Two prescription stones but only one hits crystal meth

The two medications are atomoxetine and bupropion, though you may know them as Strattera and Wellbutrin or Zyban. Their mechanisms of action are similar, but distinct enough that we wanted to test them both. The results of the study, in one sentence, were that atomoxetine (or Strattera), but not bupropion (or Zyban) succeeded in eliminating animals’ preference for meth if given along with it. The implication is that in the future, these, or other, similar, medications, may be given to newly recovering addicts. The hope would be that by taking the drug, they may be somewhat protected in the case of a relapse. If they don’t enjoy the drug during the relapse, they may have a better chance of staying in treatment.

More to these medications than meets the eye

I learned some other interesting things while preparing, and then carrying out, the study. While Zyban could, by itself, be liked by the animals, Strattera did not seem to produce any sort of preference. Given the common use of these drugs in the treatment of ADHD, the difference may be very important. As you may recall, I’ve talked before about the connection between impulse control problems and being predisposed to developing addiction. Given this relationship, it would seem that we’d want to be especially careful about using drugs that can cause abuse with this population. Many of the stimulants used to treat ADD and ADHD can indeed lead to abuse, as their effects are very similar to speed, or crystal meth (Adderall and Ritalin come to mind). Zyban’s abuse liability is definitely lower, given the greatly reduced preference animals develop for it. Still, it seems that Strattera’s abuse potential is almost zero. In trial after trial, animals given atomoxetine fail to show a preference for the drug.

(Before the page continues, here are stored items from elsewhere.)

PR #880, opened 2025-06-06
Add detuning fluctuations to the noise model

a-quelle:
I propose we add the following field to the `NoiseModel`, based on the investigations by the simulation team. This is independent of the high frequency noise we discussed previously, because it only depends on a single standard deviation. It would function similarly to the `amp_sigma` parameter, except that the noise is additive, rather than multiplicative.

The pull request is a draft, because I first wanted to gather some opinions before taking the time to fix all the tests, and add it to pulser-simulation.


pulser-core/pulser/noise_model.py
```diff
@@ -93,6 +96,7 @@
     "dephasing_rate": 0.05,
     "hyperfine_dephasing_rate": 1e-3,
     "depolarizing_rate": 0.05,
+    "detuning_sigma": 0.0,
```
HGSilveri: No need for a legacy default as this is not a legacy parameter

pulser-core/pulser/noise_model.py
```diff
@@ -128,6 +132,8 @@ class NoiseModel:
     - **amplitude**: Gaussian damping due to finite laser waist and
       laser amplitude fluctuations. Parametrized by ``laser_waist``
       and ``amp_sigma``.
+    - **detuning**: Dephasing fluctuations, parametrized by
+      ``dephasing_sigma``.
```
HGSilveri: Sometimes you call it `dephasing_sigma`, other `detuning_sigma`. We should pick one, I think `detuning_sigma` might be better

pulser-core/pulser/noise_model.py
```diff
@@ -150,6 +156,11 @@ class NoiseModel:
             run to run as a standard deviation of a normal distribution
             centered in 1. Assumed to be the same for all channels (though
             each channel has its own randomly sampled value in each run).
+        detuning_sigma: Dictates the fluctuation in detuning of a channel from
+            run to run as a standard deviation of a normal distribution
+            centered in 0. Assumed to be the same for all channels (though
+            each channel has its own randomly sampled value in each run).
+        relaxation_rate: The rate of relaxation from the Rydberg to the
```
HGSilveri: This line got duplicated

pulser-core/pulser/noise_model.py
```diff
@@ -150,6 +156,11 @@ class NoiseModel:
             run to run as a standard deviation of a normal distribution
             centered in 1. Assumed to be the same for all channels (though
             each channel has its own randomly sampled value in each run).
+        detuning_sigma: Dictates the fluctuation in detuning of a channel from
+            run to run as a standard deviation of a normal distribution
+            centered in 0. Assumed to be the same for all channels (though
+            each channel has its own randomly sampled value in each run).
```
HGSilveri: We have to distinguish somehow that this is additive and not multiplicative

pulser-core/pulser/noise_model.py
```diff
@@ -76,6 +78,7 @@
     "p_false_pos",
     "p_false_neg",
     "amp_sigma",
+    "detuning_sigma",
```
HGSilveri: Since the detuning deviation is additive, does it actually make sense that it's probability like, ie in  [0,1]? Rather, it should just be a positive number, no?

pulser-core/pulser/noise_model.py
```diff
@@ -287,6 +303,7 @@ def _find_relevant_params(
                 nt_ == "doppler"
                 or (nt_ == "amplitude" and amp_sigma != 0.0)
                 or (nt_ == "SPAM" and state_prep_error != 0.0)
+                or (nt_ == "detuning" and detuning_sigma != 0.0)
```
HGSilveri: `detuning` noise should not be active if `detuning_sigma` is 0, so you can forgo asking for the `detuning_sigma` value and just check if `detuning` is in `noise_types` (like is done for `doppler`)

pulser-simulation/pulser_simulation/simconfig.py
```diff
@@ -112,6 +115,7 @@ class SimConfig:
     temperature: float = _LEGACY_DEFAULTS["temperature"]
     laser_waist: float = _LEGACY_DEFAULTS["laser_waist"]
     amp_sigma: float = _LEGACY_DEFAULTS["amp_sigma"]
+    detuning_sigma: float = _LEGACY_DEFAULTS["detuning_sigma"]
```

To my mind, this means that as long as it’s successful in treating the attention problems, atomoxetine is the better candidate. All in all, I’d think the first choice should be the one that helps the symptoms of ADHD while having a reduced likelihood of dependence. Obviously, if the drug is not able to treat the problem, other options should be selected, but it seems to me that given the known relationship between attention deficit problems and addiction, the question of abuse liability should play a significant role in the selection of medication.

Once again, this doesn’t mean that all users of Adderall, Ritalin, or the other stimulant ADHD medications will develop an addiction to their prescription. In fact, we know that rates of addiction to prescriptions are generally relatively low. Nevertheless, I’d consider ADHD patients a vulnerable population when it comes to substance abuse so I say better safe than sorry.